Я подхожу к ручью, беру в руки немного мягкой глины и начинаю лепить из нее человечка. Через пять минут человечек готов. – Оживи – говорю я. Он оживает. – Стань человеком. Он начинает расти и превращается в голого мужчину. Мужчина смотрит на меня и говорит – Ты кто?
– Я был самым скромным парнем в своей школе – говорит Уилл – я бы так им и остался, если бы не моя одноклассница. Одна из тех телок, чьи богатые родители с детства приучают детей смотреть на всех свысока. Я был страшно в нее влюблен и боялся признаться ей в этом. А она ходила и все стебалась надо мной, как над последним лохом. Она была уверенна, что я никогда не отважусь что– либо сделать в жизни. Однажды она перед всем классом сказала, что переспит со мной, если я отважусь сделать на себе татуировку что я – лох. Ни один нормальный парень не сделает подобного. А я сделал. Это был единственный способ доказать всем, что ты настоящий фрик. Я сделал это и на следующий день перед всем классом снял свою тениссную рубашку. Я снял свою рубашку и у всех отвисла челюсть. На моем плече красовалась надпись – этот лох отъебал Эбби Литтлгейт . С тех пор все и завертелось.
– Я тот, кто тебя создал. Я твой Бог – говорю я глиняному человечку – и у меня нет имени. Просто Бог. Ты человек и тебя зовут Адам. Ты должен слушаться меня, потому что я дал тебе жизнь – говорю я ему и перекладывая холодный будвайзер в другую руку, слышу как в кустах давится от смеха Джек. У Джека особенный смех. Его смех ни с кем ни спутать. Он заставляет тебя лежа на полу и угорая от смеха, держать себя за живот, боясь, что он вот–вот не выдержит и порвется.

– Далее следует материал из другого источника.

Issue #88, opened 2019-02-22
Implement inline tables


lewish:
Inline tables shouldn't get created in your data warehouse but instead when referenced, just inject the SQL inline into the calling query.

This makes managing particularly large queries a little easier by breaking them up into multiple SQL files.

For example:

`definitions/inline_table.sql`:
```
--js type("inline");
select * from ${ref("source_table")}
```

Can be used inside a normal table:

`definitions/table.sql`:
```
select * from ${ref("inline_table")}
where true
```

The resulting compiled SQL should be:

```
select * from (
select * from "default_schema"."source_table"
)
where true
```

Any dependencies in the inline table should be passed along to the calling table, in this case `source_table`.

The inline tables should get compiled, and are present in the `CompiledGraph` output, but will never be created and should be filtered out during the `build` step.

- [x] Implement inline tables
- [x] Write tests
- [ ] Update documentation

PR #105, opened 2019-03-14
#88: Implement inline tables

ShevtsovY:


package.json
```diff
@@ -65,6 +65,7 @@
   },
   "scripts": {
     "build": "./scripts/build",
+    "clean": "rm -rf /tmp/.yarn-bazel-cache/ && bazel clean",
```
lewish: You shouldn't need this anymore, I fixed the underlying issue

ShevtsovY: ok, I will remove it

core/utils.ts
```diff
@@ -220,6 +232,18 @@ export function validate(compiledGraph: protos.ICompiledGraph): protos.IGraphErr
         });
       });
     }
+
+    // ignored properties in tables
+    if (!!ignoredProps[node.type]) {
+      ignoredProps[node.type].forEach(key => {
+        if (isPropertyExist(node[key])) {
```
BenBirt: is this `node.hasOwnProperty(key)`?

core/utils.ts
```diff
@@ -220,6 +232,18 @@ export function validate(compiledGraph: protos.ICompiledGraph): protos.IGraphErr
         });
       });
     }
+
+    // ignored properties in tables
+    if (!!ignoredProps[node.type]) {
+      ignoredProps[node.type].forEach(key => {
```
BenBirt: `ignoredProp` instead of `key` please

ShevtsovY: ok

core/utils.ts
ShevtsovY: not quite clear what you mean?! in this function we check for empty arrays and empty objects...

PR #106, opened 2019-03-14
Fixes #98. Support overriding the project's default/assertion schema …

### LINKED ISSUE #98: Support overriding the dataform schemas via the dataform API and CLI
Add the ability to override both the default_schema and assertion_schema project settings defined in the ProjectConfig proto message: https://github.com/dataform-co/dataform/blob/master/protos/core.proto#L7

Support overriding these settings through the following API methods:
- `compile()`
- `build()`
- `run()`

Also add support to the CLI for overriding these settings via the CLI through new flags:
`--default-schema` and `--assertion-schema`

---
Moved from dataform-co/dataform-co#192
/cc @lewish

BenBirt:
…names.

### DIFF
--- a/api/commands/compile.ts
+++ b/api/commands/compile.ts
@@ -1,40 +1,69 @@
 import * as protos from "@dataform/protos";
 
-import { fork } from "child_process";
+import { ChildProcess, fork } from "child_process";
 import * as fs from "fs";
 import { promisify } from "util";
 import * as path from "path";
+import { ICompileIPCParameters, ICompileIPCResult } from "../vm/compile";
 
-export function compile(projectDir: string): Promise<protos.CompiledGraph> {
+export async function compile(
+  projectDir: string,
+  defaultSchemaOverride?: string,
+  assertionSchemaOverride?: string
+): Promise<protos.CompiledGraph> {
   // Resolve the path in case it hasn't been resolved already.
   projectDir = path.resolve(projectDir);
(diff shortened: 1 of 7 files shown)


cli/index.ts
```diff
@@ -6,6 +6,15 @@ import * as chokidar from "chokidar";
 import * as protos from "@dataform/protos";
 import { init, compile, build, run, table, query, utils } from "@dataform/api";
 
+const addCompileYargs = (yargs: yargs.Argv) =>
+  yargs
+    .option("default-schema-override", {
```
lewish: I don't think we need -override suffix, adds a lot of length, feel like it's fairly clear what this is going to do?

api/commands/compile.ts
```diff
@@ -1,40 +1,68 @@
...
+import { ChildProcess, fork } from "child_process";
 import * as fs from "fs";
 import { promisify } from "util";
 import * as path from "path";
+import { ICompileIPCParameters, ICompileIPCResult } from "../vm/compile";
 
-export function compile(projectDir: string): Promise<protos.CompiledGraph> {
+export async function compile(
+  projectDir: string,
+  defaultSchemaOverride?: string,
```
lewish: It's inevitably a short matter of time until we need to add more things here. Would be tempted to but them into some CompileOptions interface and pass that as the second param. This is going to have to be serialized imminently too, might want a proto type to hold these

PR #111, opened 2019-03-19
Fix cancellable promise implementation and add tests

lewish:


api/utils/cancellable_promise.ts
```diff
@@ -1,23 +1,35 @@
...
-  
-    public cancel(): void {
-      this.emitter.emit(CancellablePromise.CANCEL_EVENT);
-    }
-  }
\ No newline at end of file
+export class CancellablePromise<T> implements PromiseLike<T> {
+  private static CANCEL_EVENT = "cancel";
+
+  private emitter = new EventEmitter();
```
BenBirt: all three of these members could presumably be readonly

tests/api/utils/cancellable_promise.spec.ts
```diff
@@ -0,0 +1,22 @@
+import { CancellablePromise } from "@dataform/api/utils/cancellable_promise";
+import { expect } from "chai";
+
+describe("@dataform/api/utils/cancellable_promise", () => {
```
BenBirt: just cancellable_promise is probably enough in this string!

tests/api/utils/cancellable_promise.spec.ts
```diff
@@ -0,0 +1,22 @@
...
+  it("cancel_is_called", () => {
```
BenBirt: these don't need underscores, the idea is that they form some meaningful phrase when all glued together

Issue #76, opened 2019-01-24
Assertions should be wrapped in a sum(1) query instead of selecting actual rows


lewish:
If an assertion returns many rows, they will be returned to the query runner. If there are enough rows, this will be either slow or cause OOMs.

Currently we run a query like:

`select 1 as detect from ... `

Instead we should run:

`select sum(1) as rows from ... `

Finally, instead of the test looking at the number of returned rows, it should inspect the `rows` field of the first and only row, and see if it is > 0.

lewish:
Moved to dataform-co/dataform-tracking#132

PR #112, opened 2019-03-19
#76: Assertions wrapped in a count(*) query instead of selecting actual rows

ShevtsovY:


api/commands/run.ts
```diff
@@ -144,8 +144,9 @@ export class Runner {
             const rows = await this.adapter.execute(task.statement, handleCancel =>
               this.eEmitter.on(CANCEL_EVENT, handleCancel)
             );
+            const rowsNumber = !!rows.length ? rows[0].rowsNumber : 0;
```
BenBirt: rowCount?

core/adapters/bigquery.ts
```diff
@@ -43,7 +43,7 @@ export class BigQueryAdapter extends Adapter implements IAdapter {
       name: a.name
     });
     tasks.add(Task.statement(this.createOrReplaceView(assertionTarget, a.query)));
-    tasks.add(Task.assertion(`select 1 as detect from ${this.resolveTarget(assertionTarget)}`));
+    tasks.add(Task.assertion(`select count(*) as rows_number from ${this.resolveTarget(assertionTarget)}`));
```
BenBirt: rowCount (in the other queries too please)

api/commands/run.ts
ShevtsovY: ok

core/adapters/bigquery.ts
ShevtsovY: ok

PR #114, opened 2019-03-20
Clean up dataform API slightly to make skipping install() consistent with how it's skipped in init().

BenBirt:


api/commands/install.ts
```diff
@@ -2,6 +2,9 @@ import * as path from "path";
 import * as childProcess from "child_process";
 import { promisify } from "util";
 
-export function install(projectDir: string) {
+export function install(projectDir: string, skipInstall?: boolean) {
+  if (skipInstall) {
+    return;
```
lewish: `return Promise.resolve();` ?

BenBirt: Done except with await/async.

PR #119, opened 2019-03-25
Fix type-safety around redshift connection profiles. The code tried to pass a Long to the redshift API with no type errors being thrown until inside that API.

BenBirt:


api/dbadapters/index.ts
```diff
@@ -32,7 +32,7 @@ export function create(profile: protos.IProfile, warehouseType?: string): DbAdap
     return new registry[warehouseType](profile);
   }
   if (!!profile.bigquery) {
-    return new registry["bigquery"](profile);
+    throw new Error(profile.toString());
```
lewish: This doesn't look right...

protos/profiles.proto
```diff
@@ -19,10 +19,16 @@ message Profile {
 
 message JDBC {
   string host = 2;
-  int64 port = 3;
```
lewish: My understanding was these are backwards compatible, so you could just change this and save quite a bit of work here? https://developers.google.com/protocol-buffers/docs/proto#updating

– Бог – говорит мне Адам, поворачивая голову и глядя на несущийся смех из-за кустов – а что мне можно делать? – Ты можешь делать все, что захочешь. Хоть на голове танцуй – мне все равно. Только не ешь вон те яблоки, а то сдохнешь – я показываю рукой на первое попавшееся дерево. Кстати, я думаю, скоро я сделаю тебе женщину. – Женщину? А что это такое? – спрашивает меня послушный глиняный Адам. – Ты увидишь и сам поймешь. – отвечаю я, подхожу к нему, сую в него свою руку и отламывая небольшой кусок его глиняного ребра, достаю из него руку. – Давай, завтра увидимся – говорю я ему, показываю пальцами пис и иду к кустам.